Pre-eminent Nigerian rationalist’s Facebook account remains inaccessible more than 20 days since its 2nd disablement
by Dr. Piyush Mathur
Globally renowned for his decades-long grassroots activism against witch hunts (and other forms of coercively irrational practices) across Africa, Dr. Leo Igwe has been left bitterly frustrated by Meta Platforms. Inc.—which disabled his Facebook account a 2nd time this year.
Leo Igwe, Nigeria’s pre-eminent crusader against Africa’s witch-hunters and coercive irrationalists
Igwe—who founded Advocacy for Alleged Witches (AfAW) as an affiliate of the Critical Thinking Social Empowerment Foundation he directs—depends on key social media platforms, including Facebook, to send out his (frequent) calls to action, activist updates, event notifications, and educational/philosophical messages. For him to lose any of these social media handles deprives him of direct access to his followers and random audience specific to them; losing this access creates significant hurdles to his mass communicational efforts, advocacy, and even last-minute alarms—intended to send out quick rescues to victims of witch hunts, for instance.
Ironically, Igwe’s Facebook account got disabled both the times owing to his explicit messaging—involving calls to action against irrationalist acts of violence perpetrated by self-styled spiritualists (or people acting upon their proclaimed metaphysical impulses). The last time Igwe’s FB account was disabled was in early January; an online campaign to get it restored was also soon initiated following a Thoughtfox report on that incident. Presumably as a result of that report and campaign, Igwe’s FB access was restored within a few days.
It seems, though, that FB’s community monitoring system didn’t learn anything deep, or anything at all, from that first mishap. On August 21, Igwe again found his FB account disabled, with the system telling him, just as it had done the last time, that he had violated community norms. The disablement took place hours after he had posted an already circulating video clip showing a Rivers State pastor whipping around 25 naked, young children—one after another—ostensibly as part of an assumed exorcism ritual.
Notably, Igwe hadn’t just re-posted the clip—if that, on its own, could be construed (in some banal universe as unwarranted, morbid sensationalism).
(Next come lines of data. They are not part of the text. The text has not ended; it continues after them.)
PR #12108, opened 2026-07-24
fix(mocker): model SGLang KV allocation by page

tedzhouhk:
## Overview

The SGLang mocker currently allocates and retains individual token-slot IDs even though SGLang's paged allocator owns and frees whole pages. This undercounts active partial-page occupancy, retains per-token metadata in the completed radix cache, and can produce capacity and eviction behavior that the real allocator cannot.

## Motivation

Offline replay maintains an independent SGLang radix tree for every simulated worker. On large production traces, retaining a token-slot ID for every token in every completed cached page makes the radix-tree memory footprint grow with both cached tokens and worker count; this became the dominant memory cost in high-worker-count Astra replay runs. Completed pages only need page/block identity, so this PR replaces that unnecessary per-token state with compact per-page metadata while preserving SGLang allocator semantics.

## Summary

- Replace the token-slot pool with a whole-page allocator while preserving flattened token indices only for bounded active requests.
- Store one router-compatible block hash and one physical page ID per completed radix page instead of per-token IDs.
- Make prefill, decode, destination reservations, eviction, retraction, and worker KV metrics account for physical page ownership.
- Protect a matched prefix before eviction and allocation, avoiding a false-OOM race when the matching prefix is the LRU victim.
- Hash and validate only the newly completed suffix during retained-prefix insertion, avoiding quadratic decode growth.

## Details

Completed radix edges now retain `LocalBlockHash + KvPageId` per page. Active partial pages consume their full physical capacity and extend in place until the page boundary; decode reserves new pages only when a request crosses that boundary. Finished partial tails release the entire page, while complete pages remain compactly indexed in the radix tree.

The 64-bit local block hash is intentionally the page identity, matching router-side indexing. Hash collisions are therefore treated as identical pages, rather than retaining an exact per-token collision guard.

At constrained capacity, replay results can intentionally differ from the previous mocker because unused positions in an active partial page are no longer exposed as allocatable capacity.

- `lib/mocker/src/cache/radix_cache.rs`: `PagePool`, compact radix representation, suffix-only insertion, and page-granular eviction.
- `lib/mocker/src/kv_manager/sglang_backend.rs`: request ownership, atomic match/protect/evict/allocate, decode and destination reservations, canonicalization, and router events.
- `lib/mocker/src/scheduler/sglang/{prefill,decode,core}.rs`: page-aware admission, reservation, and KV usage accounting.

## Validation

- `cargo clippy -p dynamo-mocker --lib --tests -- -D warnings`
- `cargo test -p dynamo-mocker --lib -- --test-threads=1` — 600 passed, 1 ignored
- `cargo bench -p dynamo-bench --bench offline_replay_bench --no-default-features --features replay-bench --no-run`
- Independent ownership and SGLang allocator semantic audits passed.
- Deterministic SGLang KV-router replay, two independent processes per revision/topology:
  - aggregated, 4 workers, 16,384 blocks/worker: baseline and candidate canonical reports match exactly;
  - disaggregated, 2P+2D, 131,072 blocks/worker: canonical reports match exactly;
  - disaggregated, 2P+2D, 16,384 blocks/worker: deterministic expected differences from whole-page pressure semantics; increasing capacity removes all differences.
- Paired release replay performance, 5 warmups + 30 pairs:
  - aggregated candidate/baseline median ratio: 0.762;
  - disaggregated candidate/baseline median ratio: 0.806.
- 5,000-request aggregated replay max RSS: 591,052 KiB to 339,860 KiB (-42.5%).

## Related Issues

## Summary by CodeRabbit

- **New Features**
  - KV-cache management now uses page-based allocation, improving handling of partial pages and cache reuse.
  - Decode and destination reservations more accurately track available cache capacity.

- **Bug Fixes**
  - Improved cache eviction and cleanup to prevent stale blocks and preserve active generated output.
  - Refined prefill, decode, activation, and retraction capacity calculations for more reliable scheduling.

- **Tests**
  - Updated coverage for page allocation, eviction, cancellation, re-prefill, and mixed decode workflows.

### DIFF
--- a/lib/mocker/src/scheduler/sglang/decode.rs
+++ b/lib/mocker/src/scheduler/sglang/decode.rs
@@ -20,6 +20,22 @@ pub(super) struct DecodeResult {
     pub(super) end_ms: f64,
 }
 
+fn decode_page_growth_needed(
+    running: &[SglangRequest],
+    block_size: usize,
+    max_burst: usize,
+) -> usize {
+    running
+        .iter()
+        .map(|req| {
+            let burst = max_burst.min(req.remaining_output_tokens());
+            let target =
+                super::config::ceil_to_block(req.current_sequence_len() + burst, block_size);
+            target.saturating_sub(req.allocated_tokens)
+        })
+        .sum()
+}
+
 fn decode_capacity_state(
     running: &[SglangRequest],
     kv_manager: &SglangKvManager,
@@ -31,15 +47,7 @@ fn decode_capacity_state(
     // Full partial pages are already owned by PagePool and excluded from
     // `actual_available`; subtracting their slack again would double-charge it.
     let logical_available = actual_available;
-    let page_growth_needed = running
-        .iter()
-        .map(|req| {
-            let burst = max_burst.min(req.remaining_output_tokens());
-            let target =
-                super::config::ceil_to_block(req.current_sequence_len() + burst, config.block_size);
-            target.saturating_sub(req.allocated_tokens)
-        })
-        .sum();
+    let page_growth_needed = decode_page_growth_needed(running, config.block_size, max_burst);
 
     (actual_available, logical_available, page_growth_needed)
 }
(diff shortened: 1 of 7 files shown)


lib/mocker/src/scheduler/sglang/decode.rs
```diff
@@ -263,14 +261,21 @@ pub(super) fn simulate_decode_step_with_sampler(
         unscaled_time
     };
 
-    let reserved_tokens = running
+    let reserved_page_tokens = running
```
dreamtalen: Non-blocking: can we extract this page-growth calculation logic into a helper? It is repeated in `page_growth_needed` at L34 and L112

dreamtalen (approved):

lib/mocker/src/scheduler/sglang/decode.rs
tedzhouhk: Done in 7657397c08. I extracted `decode_page_growth_needed` and now use it for the capacity preflight, post-retraction eviction, and decode-page reservation calculations. `cargo test -p dynamo-mocker scheduler::sglang` passes (54 tests).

Rather, he had also alerted Nigeria’s police, local co-activists, and his global supporters, to the captured instance of abuse; in fact, he had also announced his plans to send out his organisation’s regional investigator and associated rescuers to the area as part of his post.
Indeed, disseminating the information about this abuse and getting as many people as possible to rally against it was the whole point of his exercise in that post—and nor is it anything new for him, in substance. Hardly a week goes by when Igwe is not rallying Netizens to put up yet another fight against irrationalist abuses in real time, and not only in Nigeria. It just seems that the FB system tends to approach visual material quite differently than textual messaging—and lacks the capability and/or dedication to put the former within the context of the overall message about it.
A few days after his FB account’s disablement, The Punch, a prominent Nigerian newspaper, would report this particular incident of irrationalist abuse based precisely upon that video—and also name the pastor as well as the church involved. In the meantime, though, Igwe’s repeated appeals—so long as they were permitted by the FB’s automated system—would keep hitting the proverbial brick wall.
As of September 12, Igwe remains helplessly locked out of his account. It is rather a peculiar irony that a frontline purveyor of reason and enlightenment located in a part of the world that is frequently stereotyped in the developed world as backward and regressive must continue to struggle against the automated system of an American technological corporation that tends to present itself as empowering, enlightening, and free-speech promoting. Meanwhile, even as Igwe and his organisation prepare for an open-access community discussion tomorrow, September 13, in Port Harcourt—hoping to debunk a somewhat culturally popular notion in Sub-Saharan Africa that money could be made through metaphysical means (such as witchcraft, magical spells and so on)—supporters of his cause are busy preparing another online petition to put pressure on Meta Platforms, Inc., to restore his access to his Facebook account.
This is more important than many people—unaware of the media environment of Africa—might realise: Only around 5 months ago, Igwe was asked by the African Independent Television (AIT), a private entity owned by Daar Communications, to pay 1.8 million naira for an opportunity he had sought from them to briefly speak out on TV against witch hunts and associated abuses in Nigeria. The point is, social media platforms, like Facebook, are critically needed, and more so in some parts of the world than others, to fight social injustices—because many established media houses tend to be busy reinforcing them, one way or another.
Thoughtfox will post the link to the online petition here once it is ready.